If uploaded .gii file contains a surface (Cortical Surface or SkinAir) during import TheVirtualBrain stores found vertices / triangles and computes normals for them.

In case .gii file contains a TimeSeries, user will be asked to specify what is the surface for which TimeSeries is imported. Important to know: number of vertices from imported time series must be the same as the one selected for surface. Otherwise import procedure will fail.

File Format

This is a standard format, supported by a large community so all details about it and samples can be found here:

Note

At this moment TheVirtualBrain supports only import of data from a single .gii file. It does not handles cases when metadata is defines in .gii (XML) file and real data in external files.



Import Data from CFF

CFF (Connectome File) is a complex format that tries to put together all data necessary for brain simulations or analysis. Because of its complexity and lack of support from the community, this format is not used very often. For this reason, we decided to implement import only of a custom form of CFF, for demo purposes.
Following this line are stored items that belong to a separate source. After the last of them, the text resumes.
PR #168, opened 2024-02-05
Make SAL Script to mute watcher alarm

b1quint:
Create a SAL Script with the same inputs as `Watcher.cmd_mute`.

### DIFF
--- a/python/lsst/ts/standardscripts/mute_alarms.py
+++ b/python/lsst/ts/standardscripts/mute_alarms.py
@@ -1,0 +1,117 @@
+# This file is part of ts_standardscripts
+#
+# Developed for the LSST Telescope and Site Systems.
+# This product includes software developed by the LSST Project
+# (https://www.lsst.org).
+# See the COPYRIGHT file at the top-level directory of this distribution
+# for details of code ownership.
+#
+# This program is free software: you can redistribute it and/or modify
+# it under the terms of the GNU General Public License as published by
+# the Free Software Foundation, either version 3 of the License, or
+# (at your option) any later version.
+#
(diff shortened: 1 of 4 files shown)


tests/test_mute_alarms.py
```diff
@@ -0,0 +1,69 @@
...
+            await self.configure_script(
+                name=".*",
+                mutedBy="test",
+                duration=10,
+                severity="WARNING",
+            )
+
+            # Run the script
+            await self.run_script()
+
```
tribeiro, line 61: Here make an assertion that the `mute` command was awaited with the expected set of parameters:

```
self.script.watcher.cmd_mute.set_start.assert_awaited_with(.....)
```

python/lsst/ts/standardscripts/mute_alarms.py
```diff
@@ -0,0 +1,118 @@
...
+        """Run the script."""
+        self.log.info(f"Muting alarm(s) {self.name} for {self.duration} seconds.")
+        await self.watcher.cmd_mute.set_start(
+            name=self.name,
+            duration=self.duration,
+            severity=self.severity,
+            mutedBy=self.mutedBy,
+            timeout=self.std_timeout,
+        )
+        self.log.info(f"Unmuting alarm(s) {self.name}.")
```
tribeiro, line 118: Why is it saying "unmuting alarm"?

tribeiro (approved):
Looks great! thanks! However, there's a log message in the run method that probably needs rephrasing.. it says "Unmuting alarm(s) ...".

I think you can probably remove that log.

Support for CFF import might be removed in the future versions.

The current TheVirtualBrain version includes a set of demo data, housed in a folder that contains two CFF files which could be imported for testing.
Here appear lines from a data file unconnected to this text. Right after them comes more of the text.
PR #172, opened 2024-02-19
Tickets/dm 42516

dsanmartim:
This is a draft PR, with the `run_block` unit test still failing. I need some light on what is happening :( 

Tks!


tribeiro (commented):
One general comment about how you structured things here, you have objects for each individual camera at the Script level and then you also define `self.camera_setups`, which is a list of `CameraSetup`, that also holds a reference to the camera. I think you could refactor the code to remove the bare references (e.g. `self.comcam`, `self.lsstcam`, `self.gen_cams`) and only keep `self.camera_setups`.

Also, I think it might be best to use a dictionary instead of a list so you can keep named references to these objects.. Also, make sure you initialize `self.camera_setups` in the `__init__` method.

tests/test_maintel_take_image_anycam.py
```diff
@@ -0,0 +1,403 @@
...
+
+class TestTakeImageAnyCam(
+    standardscripts.BaseScriptTestCase, unittest.IsolatedAsyncioTestCase
+):
+    async def basic_make_script(self, index):
+        self.script = TakeImageAnyCam(index=index)
+
+        # Mock MTCS instances and its methods
+        self.script.mtcs = unittest.mock.AsyncMock()
+        self.script.mtcs.start_task = utils.make_done_future()
```
tribeiro, line 39: You can remove this. It would only be called in the `configure` method if `mtcs` is not defined.

tests/test_maintel_take_image_anycam.py
```diff
@@ -0,0 +1,403 @@
...
+
+        self.script.lsstcam = unittest.mock.AsyncMock()
+        self.script.lsstcam.start_task = utils.make_done_future()
```
tribeiro, line 42: You can remove this.

tests/test_maintel_take_image_anycam.py
```diff
@@ -0,0 +1,403 @@
...
+
+        self.script.comcam = unittest.mock.AsyncMock()
+        self.script.comcam.start_task = utils.make_done_future()
```
tribeiro, line 45: You can remove this.

tests/test_maintel_take_image_anycam.py
```diff
@@ -0,0 +1,403 @@
...
+
+        self.script.generic_cams = []
+        # Mock specific behaviors for each Generic Camera
+        for i in [101, 102, 103]:  # Adjust indexes as needed
+            gencam = unittest.mock.MagicMock(name=f"GenericCam_{i}")
+            gencam.start_task = utils.make_done_future()
```
tribeiro, line 51: You can remove this.

tests/test_maintel_take_image_anycam.py
```diff
@@ -0,0 +1,403 @@
...
+            gencam.name = f"GenericCam_{i}"
+            self.script.generic_cams.append(gencam)
+
+        return (self.script,)
+
+    @contextlib.asynccontextmanager
+    async def make_dry_script(self):
```
tribeiro, line 58: I don't think you need this, just use the `make_script` instead.

tests/test_maintel_take_image_anycam.py
```diff
@@ -0,0 +1,403 @@
...
+        async with self.make_script():
+            # Use mock_cameras to setup all camera
+            self.mock_cameras()
+
+            # Mock the take_images_with_camera method
+            self.script.take_images_with_camera = unittest.mock.AsyncMock()
+
+            yield
+
+    async def mock_cameras(self):
```
tribeiro, line 69: You don't need this. The mock you do in `basic_make_script` should be enough.

tests/test_maintel_take_image_anycam.py
```diff
@@ -0,0 +1,403 @@
...
+            gencam.assert_liveliness = unittest.mock.AsyncMock()
+            gencam.assert_all_enabled = unittest.mock.AsyncMock()
+            gencam.take_imgtype = unittest.mock.AsyncMock()
+            gencam.read_out_time = 1
+            gencam.shutter_time = 0.1
+            self.script.generic_cams.append(gencam)
+
+            yield
+
+    async def configure_and_mock_camera_setups(self, **config):
```
tribeiro, line 101: I don't think you need this. You are already creating the mocks in the `basic_make_script` so just call `configure_script`

python/lsst/ts/standardscripts/maintel/take_image_anycam.py
```diff
@@ -0,0 +1,448 @@
...
+            self.log.debug("Creating MTCS.")
+            self.mtcs = MTCS(domain=self.domain, log=self.log)
+            await self.mtcs.start_task
+        else:
+            self.log.debug("MTCS already defined, skipping.")
+
+        self.camera_setups = []
+
+        # Initialize LSSTCam if configured
+        if self.lsstcam is None and hasattr(config, "lsstcam"):
```
tribeiro, line 271: If you adopt my suggestion to remove these references and only hold a dict of `CameraSetup`, you could do something like this instead:

```
if "lsstcam" not in self.camera_setups and hasattr(config, "lsstcam"):
    self.log.debug("Creating LSSTCam.")
    lsstcam = LSSTCam(self.domain, log=self.log)
    await lsstcam.start_task
    self.camera_setups["lsstcam"] = CameraSetup(self.lsstcam, config.lsstcam, "LSSTCam")
```

Then do the same with "comcam" and "gencam".

python/lsst/ts/standardscripts/maintel/take_image_anycam.py
```diff
@@ -0,0 +1,448 @@
...
+        if len(self.generic_cams) == 0 and hasattr(config, "gencam"):
+            self.log.debug("Creating Generic Cameras.")
+
+            async def init_gencam(gencam_config):
+                gencam = GenericCamera(
+                    gencam_config["index"], domain=self.domain, log=self.log
+                )
+                await gencam.start_task
+                # Store the camera instance directly in self.generic_cams
+                self.generic_cams.append(gencam)
```
tribeiro, line 300: if you adopt my suggestion to remove `self.lsstcam`, `self.comcam` and `self.generic_cams`, you can remove this.

tests/test_maintel_take_image_anycam.py
```diff
@@ -0,0 +1,403 @@
...
+            gencam = unittest.mock.MagicMock(name=f"GenericCam_{i}")
+            gencam.start_task = utils.make_done_future()
+            gencam.assert_liveliness = unittest.mock.AsyncMock()
+            gencam.assert_all_enabled = unittest.mock.AsyncMock()
+            gencam.take_imgtype = unittest.mock.AsyncMock()
+            gencam.read_out_time = 1
+            gencam.shutter_time = 0.1
+            self.script.generic_cams.append(gencam)
+
+            yield
```
tribeiro, line 99: are you sure you need this yield here?

tribeiro (commented):
Here some additional comments.

tests/test_maintel_take_image_anycam.py
dsanmartim: No. The mMethod was removed anyway.

tribeiro (approved):
Looks good! but please remove the commented code before merging...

Since CFF is a complex format you can use it for uploading single data (e.g one surface, connectivity, local connectivity, region mapping) but also you could group multiple such data into a single CFF file.

File Format

For this feature, the user has to upload a CFF file (which is basically a ZIP file) containing a root file <meta.cml> which describes the content of the archive. This file specifies what data types are packed (e.g. connectivity, surface, region mapping) and which files contain data for these types. In our demo data, files are in different formats: starting from raw data (numpy dump), GIFTI, NXGPickle.


Import Region Mapping

A Region Mapping in TheVirtualBrain is a vector, defining a map between a Cortical Surface and a Connectivity. At import time, you will need to have at least 2 entities in TheVirtualBrain system: Connectivity and Cortical Surface. The two entities need to be spatially aligned (overlap correctly in 3D space).

File Format

For this upload we expect a text file (possibly compressed with bz2). The text file should have no headers, only numeric values separated with spaces.
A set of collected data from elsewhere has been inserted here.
PR #176, opened 2024-03-14
Tickets/dm 43298

edennihy:


python/lsst/ts/standardscripts/base_take_image.py
```diff
@@ -153,6 +195,30 @@ def set_metadata(self, metadata):
             * nimages
         )
 
+    def set_additional_nextvisit_metadata(self, metadata):
+        metadata.nimages = len(self.config.exp_times)
+        metadata.coordinateSystem = MetadataCoordSys.ICRS
+        if (self.ra is not None) and (self.dec is not None):
```
tribeiro, line 201: Pleas, see my suggestion above about removing `self.ra` and `self.dec`, they are not really doing anything as the configuration does not have these fields.

python/lsst/ts/standardscripts/base_take_image.py
```diff
@@ -153,6 +195,30 @@ def set_metadata(self, metadata):
...
+            radec_icrs = ICRS(
+                Angle(self.nextVisit_metadata["ra"], unit=astropy.units.hourangle),
```
tribeiro, line 203: As I mentioned above, the metadata session is already part of `self.config`, so instead of duplicating this information just use it from it, e.g.:

```
Angle(self.config.nextVisit_metadata["ra"], unit=astropy.units.hourangle)
```

but also, please, rename this to either `next_visit_metadata` or `visit_metadata` or, preferably, just `metadata`.

python/lsst/ts/standardscripts/base_take_image.py
```diff
@@ -153,6 +195,30 @@ def set_metadata(self, metadata):
...
+                Angle(self.nextVisit_metadata["dec"], unit=astropy.units.deg),
```
tribeiro, line 204: Same comment as above.

python/lsst/ts/standardscripts/base_take_image.py
```diff
@@ -153,6 +195,30 @@ def set_metadata(self, metadata):
...
+            )
+            metadata.position = [radec_icrs.ra.deg, radec_icrs.dec.deg]
+        if self.rot_sky is not None:
+            metadata.rotationSystem = MetadataRotSys.SKY
+            metadata.cameraAngle = self.nextVisit_metadata["rot_sky"]
```
tribeiro, line 209: Same comment as above.

python/lsst/ts/standardscripts/base_take_image.py
```diff
@@ -153,6 +195,30 @@ def set_metadata(self, metadata):
...
+            metadata.instrument = self.get_instrument_name()
+            if self.program is not None:
```
tribeiro, line 211: The Script does not have this field so you can remove this.

python/lsst/ts/standardscripts/base_take_image.py
```diff
@@ -153,6 +195,30 @@ def set_metadata(self, metadata):
...
+                metadata.survey = self.config.program
+            instrument_configuration = self.get_instrument_configuration()
```
tribeiro, line 213: Maybe instead of doing this here, that tests for the `grating` thing, make a new method that just returns the instrument configuration label. Maybe something like `get_instrument_configuration_label`? You could actually have a default implementation that just returns`instrument_configuration["filter"]` and then overwrite it in `LATISS` to return `f"{filt}~{grating}"`.

edennihy:
Thanks, all recommended changes were incorporated.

The file is expected to hold a vector of length number of vertices in the Cortical Surface. The numeric values should be in the interval (0...n-1), where n is the number of regions in the connectivity.


Import Projection Matrix

A Projection Matrix, is intended to define a mapping from a source object and a set of sensors. The source entity can be either a Cortical Surface or a Connectivity, in TheVirtualBrain. In order for this import to work, you will need to have previously imported in TheVirtualBrain: both the source and the sensors entities.

File Format

For this upload we expect a single text file, with numeric values, space and line separated. The numeric values in the uploaded file should hold a matrix of size (n, m). n is the number of sensors, and m is the number of nodes. When the projection matrix we want to import is a Surface Projection Matrix, m will be the number of vertices in the target Cortical Surface. When the projection matrix is a region-level one, m will be the number of regions in the Connectivity. Having headers in the text file is not accepted. An incorrect number of values (lines or rows) in the Projection Matrix will also raise an exception.